PR #513, opened 2016-07-15
Extract components of UpdateManager into a separate jar #512

### LINKED ISSUE #512: Extract components of UpdateManager into a separate jar
As part of the installer/updater architecture refactoring.

m133225:
Fixes #512.


config/checkstyle/checkstyle.xml
```diff
@@ -89,7 +89,7 @@
       <!-- Validates identifiers for package names against the
         supplied expression. -->
       <!-- Here the default checkstyle rule restricts package name parts to
-        seven characters, this is not in line with common practice at Google.
+        seven characters, this is not in line with commons practice at Google.
```
damithc: Mistake

src/main/java/address/updater/UpdateProgressNotifier.java
```diff
@@ -0,0 +1,55 @@
+package address.updater;
```
damithc: Shouldn't this be 'hubturbo.updater`?  (i.e. not inside addressbook code)

damithc: Never mind. I got it.

m133225: On second thought, this should be moved to commons since it is used by 2 components. Otherwise, it will be difficult to track which components need to be updated (since their source code are placed everywhere).

PR #516, opened 2016-07-17
Extract Launcher into a separate jar #515

### LINKED ISSUE #515: Extract Launcher into a separate jar
- To launch the application with assertion and to allow the user to delete the installer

════════════════════

**WORK REQUEST:**
Go through the material and write each line out again exactly.

**PROBLEM SOLUTION:**
PR #513, opened 2016-07-15
Extract components of UpdateManager into a separate jar #512

### LINKED ISSUE #512: Extract components of UpdateManager into a separate jar
As part of the installer/updater architecture refactoring.

m133225:
Fixes #512.


config/checkstyle/checkstyle.xml
```diff
@@ -89,7 +89,7 @@
       <!-- Validates identifiers for package names against the
         supplied expression. -->
       <!-- Here the default checkstyle rule restricts package name parts to
-        seven characters, this is not in line with common practice at Google.
+        seven characters, this is not in line with commons practice at Google.
```
damithc: Mistake

src/main/java/address/updater/UpdateProgressNotifier.java
```diff
@@ -0,0 +1,55 @@
+package address.updater;
```
damithc: Shouldn't this be 'hubturbo.updater`?  (i.e. not inside addressbook code)

damithc: Never mind. I got it.

m133225: On second thought, this should be moved to commons since it is used by 2 components. Otherwise, it will be difficult to track which components need to be updated (since their source code are placed everywhere).

PR #516, opened 2016-07-17
Extract Launcher into a separate jar #515

### LINKED ISSUE #515: Extract Launcher into a separate jar
- To launch the application with assertion and to allow the user to delete the installer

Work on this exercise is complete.